Though this gorgeous and talented woman was known in her day as a poet - The Female Byron by some -she is known these days for activism for woman's children's rights.  Here is why.

V. Bingen on the Rhine
By Caroline Elizabeth Sarah (Sheridan) Norton (1808–1877)

A SOLDIER of the Legion lay dying in Algiers—
There was lack of woman’s nursing, there was dearth of woman’s tears;
But a comrade stood beside him, while his life-blood ebbed away,
And bent, with pitying glances, to hear what he might say.
The dying soldier faltered, as he took that comrade’s hand,        5
And he said: “I never more shall see my own, my native land;
Take a message and a token to some distant friends of mine,
For I was born at Bingen—at Bingen on the Rhine!
“Tell my brothers and companions, when they meet and crowd around
To hear my mournful story, in the pleasant vineyard ground,        10
That we fought the battle bravely—and, when the day was done,
Full many a corse lay ghastly pale, beneath the setting sun.
And ’midst the dead and dying were some grown old in wars,—
The death-wound on their gallant breasts, the last of many scars;
But some were young,—and suddenly beheld life’s morn decline,—        15
And one had come from Bingen—fair Bingen on the Rhine!
“Tell my mother that her other sons shall comfort her old age,
And I was aye a truant bird, that thought his home a cage;
For my father was a soldier, and, even as a child,
My heart leaped forth to hear him tell of struggles fierce and wild;        20
And when he died, and left us to divide his scanty hoard,
I let them take whate’er they would—but kept my father’s sword;
And with boyish love I hung it where the bright light used to shine,
On the cottage wall at Bingen—calm Bingen on the Rhine!
“Tell my sister not to weep for me, and sob with drooping head,        25
When the troops are marching home again, with glad and gallant tread;
But to look upon them proudly, with a calm and steadfast eye,
For her brother was a soldier, too—and not afraid to die.
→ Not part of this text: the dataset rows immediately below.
PR #17, opened 2022-09-29
feat(util): Support pagination in AWS ListObjects

### LINKED ISSUE #12: S3 object list api does not support paging
currently function `ListObjects` in s3.h check fails, if it encounters a truncated list of objects in the XML s3 response.
 
also the S3Bucket API does not support it. We must fix it before completing #10

dranikpg:
Signed-off-by: Vladislav Oleshko <vlad@dragonflydb.io>

Fixes #12

### DIFF
--- a/util/cloud/s3.cc
+++ b/util/cloud/s3.cc
@@ -15,6 +15,7 @@
 #include "base/logging.h"
 #include "util/cloud/aws.h"
 #include "util/proactor_base.h"
+#include "util/http/encoding.h"
 
 namespace util {
 namespace cloud {
@@ -26,7 +27,7 @@ using nonstd::make_unexpected;
 const char kRootDomain[] = "s3.amazonaws.com";
 
 // Max number of keys in AWS response.
-const int kAwsMaxKeys = 1000;
+const unsigned kAwsMaxKeys = 1000;
 
 inline std::string_view std_sv(const ::boost::beast::string_view s) {
   return std::string_view{s.data(), s.size()};
@@ -116,10 +117,10 @@ ListObjectsResult ParseListObj(string_view xml_obj, S3Bucket::ListObjectCb cb) {
   for (xmlNodePtr child = root->children; child; child = child->next) {
     if (child->type == XML_ELEMENT_NODE) {
       xmlNodePtr grand = child->children;
-      if (!strcmp(as_char(child->name), "IsTruncated")) {
-        truncated = strcmp(as_char(grand->content), "true") == 0;
-      } else if (!strcmp(as_char(child->name), "Marker")) {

And, if a comrade seek her love, I ask her, in my name,
To listen to him kindly, without regret or shame;        30
And to hang the old sword in its place (my father’s sword and mine),
For the honour of old Bingen—dear Bingen on the Rhine!
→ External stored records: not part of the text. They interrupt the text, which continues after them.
Issue #1, opened 2022-01-15
statx is not implemented by musl-dev


romange:
we should check for statx support and avoid using it if it does not exist

romange:
it's already supported in alpine

PR #21, opened 2022-10-25
fix: __sigval_t causes compile error.

Super-long:
Signed-off-by: Super-long <0x4f4f4f4f@gmail.com>

I encountered the following problem when compiling：
截屏2022-10-25 20 29 35

__sigval_t has limitations, to take two different examples：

“There’s another—not a sister,—in the happy days gone by,
You’d have known her by the merriment that sparkled in her eye:
Too innocent for coquetry! too fond for idle scorning;—        35
Oh friend! I fear the lightest heart makes sometimes heaviest mourning!
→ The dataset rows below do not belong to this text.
PR #23, opened 2022-10-28
Improve OnIdleTasks management

romange:
Signed-off-by: Roman Gershman <romange@gmail.com>

### DIFF
--- a/util/proactor_base.cc
+++ b/util/proactor_base.cc
@@ -82,53 +82,63 @@ void ProactorBase::Stop() {
   VLOG(1) << "Proactor::StopFinish";
 }
 
-uint32_t ProactorBase::AddIdleTask(IdleTask f) {
+uint32_t ProactorBase::AddOnIdleTask(OnIdleTask f) {
   DCHECK(InMyThread());
 
-  auto id = next_task_id_++;
-  auto res = on_idle_map_.emplace(id, std::move(f));
-  CHECK(res.second);
-  idle_it_ = on_idle_map_.begin();  // reset position to the first item.
+  uint32_t res = on_idle_arr_.size();
+  on_idle_arr_.push_back(OnIdleWrapper{.task = std::move(f), .next_ts = 0});
 
-  return id;
+  return res;
 }
 
-void ProactorBase::RunOnIdleTasks() {
-  if (on_idle_map_.empty())
-    return;
-
-  if (idle_it_ == on_idle_map_.end()) {
-    idle_it_ = on_idle_map_.begin();
-  }
+bool ProactorBase::RunOnIdleTasks() {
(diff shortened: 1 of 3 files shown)


util/proactor_base.cc
```diff
@@ -66,6 +66,8 @@ ProactorBase::ProactorBase() : task_queue_(512) {
 }
 
 ProactorBase::~ProactorBase() {
+  on_idle_arr_.clear();
+
```
dranikpg, line 70: Doesn't this happen on destruction either way 😅

util/proactor_base.cc
```diff
@@ -82,53 +84,63 @@ void ProactorBase::Stop() {
...
 
-void ProactorBase::CancelIdleTask(uint32_t id) {
-  auto it = on_idle_map_.find(id);
-  if (it != on_idle_map_.end()) {
-    on_idle_map_.erase(it);
-    idle_it_ = on_idle_map_.begin();
-  }
+bool ProactorBase::RemoveOnIdleTask(uint32_t id) {
+  if (id < on_idle_arr_.size() || !on_idle_arr_[id].task)
+    return false;
```
dranikpg, line 139: The `if  id < on_idle_arr_.size() then return` seems odd. I guess it should be the opposite

util/proactor_base.cc
```diff
@@ -82,53 +84,63 @@ void ProactorBase::Stop() {
...
-    if (!res) {
-      on_idle_map_.erase(idle_it_);
-      idle_it_ = on_idle_map_.begin();
-      break;
+    if (on_idle.task && on_idle.next_ts <= curr_ts) {
+      tl_info_.monotonic_time = curr_ts;
+
+      uint32_t level = on_idle.task();  // run the task
+
+      curr_ts = GetClockNanos();
```
dranikpg, line 116: If `GetClockNanos` is non monotonic, then you might end up jumping back in time and even running the same task twice (if it has a high level and a small delta). Or is that highly unlikely? So a `curr_ts = max(curr_ts, GetClockNanos())` would solve it but probably bring other problems. Maybe its even not important at all

util/proactor_base.cc
romange: yeah, I guess you are right.

util/proactor_base.cc
romange: yeah, this is not what worries me. as long as we won't have weird integer overflow i do not care.
the corner case is when someone changes the system clock. we will need to test it some day anyway.

util/proactor_base.cc
romange: good catch

romange:
@dranikpg ptal

dranikpg (approved):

Tell her, the last night of my life (for, ere this moon be risen,
My body will be out of pain—my soul be out of prison),
I dreamed I stood with her, and saw the yellow sunlight shine
On the vine-clad hills of Bingen—fair Bingen on the Rhine!        40
“I saw the blue Rhine sweep along—I heard, or seemed to hear,
The German songs we used to sing, in chorus sweet and clear;
And down the pleasant river, and up the slanting hill,
That echoing chorus sounded, through the evening calm and still;
And her glad blue eyes were on me, as we passed with friendly talk,        45
Down many a path beloved of yore, and well-remembered walk;
And her little hand lay lightly, confidingly in mine …
But we’ll meet no more at Bingen—loved Bingen on the Rhine!”
His voice grew faint and hoarser,—his grasp was childish weak,—
His eyes put on a dying look,—he sighed and ceased to speak:        50
His comrade bent to lift him,… but the spark of life had fled!
The soldier of the Legion, in a foreign land was dead!
And the soft moon rose up slowly, and calmly she looked down
On the red sand of the battle-field, with bloody corpses strown;
Yea, calmly on that dreadful scene her pale light seemed to shine,        55
As it shone on distant Bingen—fair Bingen on the Rhine

Thought that Square-head'd never die. I guess the French Foreign Legion had Nazi war criminals on the run even in the Mid-19th Century. Did not know that.